Но видимо, затянуло его по новой. Знаешь, как
А самое ужасное во всем этом, что рухнули все мои опоры. Смотрю на себя в зеркало – Господи! Кто эта зареванная дура с распухшими глазами? Что это у нее написано на лбу? «Никому я не нужна». Свекровь плачет, за руки хватает. «Все, – говорит, – у тебя еще будет!» «Нет, – думаю, – ничего у меня уже не будет. Ничего и никогда». На работе все завалила, собой не занимаюсь, зарядку не делаю, до того ли мне? Семью свою спасаю, любовь. А нет ее, любви-то, вся вышла. И семьи тоже нет. Осталась уродливая конструкция, которую надо немедленно доломать, чтобы Маша не подумала, что вот это и есть модель отношений между мужчиной и женщиной. Понимаешь? Не должен ребенок видеть, как безжалостно отец унижает его мать. Особенно девочка. А иначе и ее постигнет та же участь.
– Вер, а я вот прочитала в одном журнале, что кризис среднего возраста надо пережить, как детскую болезнь. А у Лешки, похоже, именно кризис, а не большая и светлая любовь, как ты думаешь. Оттолкнешь его, и он поневоле качнется в сторону этой щуки.
– Да что же это за кризис такой?!
– Ну там написано, что человек, мужчина, в этом возрасте испытывает неудовлетворенность своей жизнью, семьей, окружением и пытается избавиться от этого чувства не внутри себя, а разрушая все старые отношения и связи. Подожди, пока он выздоровеет, и все у вас наладится.
– Из твоих уст это звучит особенно убедительно, – съязвила Вера. – Что же ты сама-то своего Артема выгнала?
– У меня другой случай. С точностью до наоборот. Это я его увела от Зои. А теперь он вырвался и вернулся.
8
ЗОЯ
Теперь ей казалось, что она действительно всю жизнь любила Артема. Не только сейчас, но и в те далекие школьные годы. И шла за него замуж по этой самой большой и светлой любви. И только нелепая случайность расстроила их свадьбу, помешала создать полноценную семью, родить ребенка. И если бы не Анька, так подло воспользовавшаяся трагической, по сути, ситуацией, они с Артемом непременно бы поженились. Ну может, и не в тот злосчастный день, а чуть позже. Какая разница? И жили бы счастливо. И не было бы тех сумрачных, тягучих лет, безрадостных и беспросветных, как долгое тюремное заключение безвинного – безвинного! – человека.
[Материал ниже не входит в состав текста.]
PR #144, opened 2023-05-23
Fix San Merino -> San Marino

lucanioi:
Viva [San Marino](https://es.wikipedia.org/wiki/San_Marino)

### DIFF
--- a/build/regimes/it.json
+++ b/build/regimes/it.json
@@ -713,10 +713,10 @@
       }
     },
     {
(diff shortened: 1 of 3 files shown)


samlown:
If you don't mind @lucanioi, I'll merge this one manually with the #145 PR so that we don't get loads of conflicts

samlown:
Close as this is already fixed now.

Господи! Лучшие годы! Рядом с подобием мужчины. Почему она сразу не ушла, не убежала без оглядки? Что ее удерживало все это выпавшее из жизни время? Ее жизни, такой неповторимой и короткой! Инертность? Сострадание? К кому?! И как могла мать, умная, взрослая женщина, позволить ей, своей единственной дочери, так исковеркать свою судьбу? Да она должна была криком кричать, бить в колокола, трупом лечь у порога, но удержать ее от опрометчивого, губительного шага! Можно понять такое бездействие? А простить? Никогда!
А Кира Владимировна? Хладнокровно принесла ее в жертву собственному больному ребенку. Как будто она игрушка, призванная скрасить его убогое существование. А она живая! Живая! Чистая была, наивная и сломленная горем – вероломством лучшей подруги, утащившей ее жениха прямо от свадебного стола. Да, она тогда прислонилась к дружескому мужскому плечу (думала, что к мужскому), чтобы выдержать внезапно свалившуюся беду, не упасть, не сойти с ума. И будущая свекровь хладнокровно воспользовалась ее беспомощным состоянием. А должна была предостеречь, остановить, сказать ей: «Зоя, мой сын неизлечимо болен. Ты еще молодая – встретишь свое счастье. Не губи себя, девочка». Но нет! Толкнула на погибель, на заклание, на алтарь своему сумасшедшему божку! А теперь льет лицемерные слезы: «Не забывай нас!» А разве это можно забыть? А простить? Никогда!